Chapter 2 is a continuation of the section on Arithmetic and Algebra.

This time, we get the Calculus of Finite Differences. This concept was first published between 1715 and 1717 by Brook Taylor, who developed the Taylor Theorem. Finite differences are an early form of integral calculus, and the idea is to look at the results of an equation in steps, effectively taking the differences of that equation at those steps to determine the underlying properties of an event. It’s not an infallible way of building up equations to explain specific behavior, but it’s a good starting point in many cases.

Gardner describes a “mind reading” party trick used by W. W. Sawyer, who taught math at Wesleyan University.

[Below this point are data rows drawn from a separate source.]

PR #4929, opened 2022-06-01
Improve binary pack/unpack performance using cached struct

chulucninh09:
Instead of construct `Struct` each time in conversion functions using `struct(c_type).unpack`, we can create struct one in module and use the cached structs to pack and unpack, getting performance gain.

### DIFF
--- a/python/src/iceberg/conversions.py
+++ b/python/src/iceberg/conversions.py
@@ -27,7 +27,7 @@ Note:
     implementation, a concrete function is registered for each generic conversion function. For PrimitiveType
     implementations that share the same conversion logic, registrations can be stacked.
 """
-import struct
+from struct import Struct
 import uuid
 from decimal import Decimal
 from functools import singledispatch
@@ -52,6 +52,13 @@ from iceberg.types import (
 )
 from iceberg.utils.decimal import decimal_to_bytes, unscaled_to_decimal
 
+
+_bool_struct = Struct("<?")
+_int_struct = Struct("<i")
+_long_struct = Struct("<q")
+_float_struct = Struct("<f")
+_double_struct = Struct("<d")
+_uuid_struct = Struct(">QQ")
 
 def handle_none(func):
     """A decorator function to handle cases where partition values are `None` or "__HIVE_DEFAULT_PARTITION__"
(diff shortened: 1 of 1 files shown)


python/src/iceberg/conversions.py
```diff
@@ -53,6 +53,13 @@
 from iceberg.utils.decimal import decimal_to_bytes, unscaled_to_decimal
 
 
+_bool_struct = Struct("<?")
```
samredai, line 56: Do these count as constants? If so the python style guide recommends all caps for the name.

*PEP8 - Constants*
> Constants are usually defined on a module level and written in all capital letters with underscores separating words. Examples include MAX_OVERFLOW and TOTAL.

samredai (approved):
LGTM, thank you!

python/src/iceberg/conversions.py
Fokko: Since they are private (starting with an underscore), they shouldn't be used outside of the file. We could also consolidate this later on with my open PR: https://github.com/apache/iceberg/pull/4920/files#diff-9747a5712c71edff07e52c56ae999d30fa9dde758ba94e376acd16819e055731R23-R27

chulucninh09: @samredai @Fokko correct me if I'm wrong. I consider this cached instance instead of constant because most of the time const is scalar value to me. These are class instance, kind of too complex object to consider it const by my understanding

kbendick: I would personally still think of it as a constant regardless of complexity, but I agree so long as they're not used outside of this file that's the more important thing to me.

kbendick (approved):

Fokko:
@chulucninh09 Can you run the linter? You can easily do this by running:
```python
make install
make lint
```
This will make the CI pass 👍🏻

chulucninh09:
> @chulucninh09 Can you run the linter? You can easily do this by running:
> 
> ```shell
> make install
> make lint
> ```
> 
> This will make the CI pass 👍🏻

I linted the code. And also I change the naming to all cap with `_` to follow the convention

python/src/iceberg/conversions.py
chulucninh09: I changed it to all caps with leading underscore to follow the convention @Fokko @kbendick @samredai

rdblue (approved):

rdblue:
Thanks, @chulucninh09!

PR #4935, opened 2022-06-01
Python: Add pyupgrade as a pre-commit hook

Fokko:
The pyupgrade plugin will check the syntax, and make sure that you're using the latest version. For example, instead of Union[str, int] we have the str | int notation in Python 3.8.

You ask someone to think of a quadratic equation, with no powers greater than x^2 (to keep things simple).

For example, use 5*x^2 + 3*x – 7.

You ask the person to give you the answers for x = 0, 1 and 2. You can turn your back on them so you can’t see them working the math. In this case, the answers would be -7, 1 and 19. With practice, you could do the following steps in your head in a couple seconds.

The process is to write out the answers in a row:

-7 1 19

Subtract the number on the left from its neighbor to the right and put the results on the next row:

(1 – -7) = 8, and (19 – 1) = 18

8 18

And do the same thing to build up the third row.

18 – 8 = 10

-7 1 19

8 18

10

The original equation can be built up by the following rules:

The coefficient for x^2 is 1/2 of the bottom number.

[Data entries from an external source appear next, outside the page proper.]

PR #5096, opened 2022-06-20
Add interface for FileIO prefix operations and implementations 

danielcweeks:
This adds an interface for FileIO implementations to support prefix based operations for listing and deleting.

The primary motivation is to enable supporting maintenance activities (like cleaning path directories or listing table locations) without the need to fall back to Hadoop FileSystem. 

There are some notable behavioral differences between directory based and object based storage systems (e.g. for directory based storage, a the prefix must denote a directory).

### DIFF
--- a/api/src/main/java/org/apache/iceberg/io/FileInfo.java
+++ b/api/src/main/java/org/apache/iceberg/io/FileInfo.java
@@ -1,0 +1,46 @@
+/*
+ * Licensed to the Apache Software Foundation (ASF) under one
+ * or more contributor license agreements.  See the NOTICE file
+ * distributed with this work for additional information
+ * regarding copyright ownership.  The ASF licenses this file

The coefficient for x is the first number of the middle row minus half the bottom number.

The constant is the first number of the top row.

a*x^2 + b*x + c

a = 10/2 = 5

b = 8 – 10/2 = 3

c = -7

The calculus of finite differences is a study of these kinds of equations. It had been further developed by Leonhard Euler and George Boole (creator of boolean logic) but fell out of favor in the 1800’s. In the later 1900’s, it became useful again for use in statistics and the social sciences. You can determine the gravitational constant this way. Time the fall of a stone and record the distances at one second intervals:

0 16 64 144 256

16 48 80 112

32 32 32

distance = 32/2 * x^2 + (16 – 32/2) + 0 = 16*s^2

There’s no guarantee that this equation holds absolutely in all cases, but it’s one way to start approaching the development of a theory.

I’d done something like this myself many years ago when I was bored one day, looking at the differences of different strings of powers:

1 4 9 16 25 36

3 5 7 9 11

2 2 2 2

1 8 27 64 125 216

7 19 37 61 91

12 18 24 30

6 6 6

So, I’d discovered finite differences without having any idea what it was. Note that as you get higher powers of x, you get more lines on the pyramid.

Gardner gives a couple additional puzzles to play with – What’s the maximum number of pieces a pancake can be cut into by n straight cuts? How many different designs can you get when making circular necklaces of n beads of two colors (the beads are white or black). And, what’s the maximum number of triangles that can by made with n straight lines?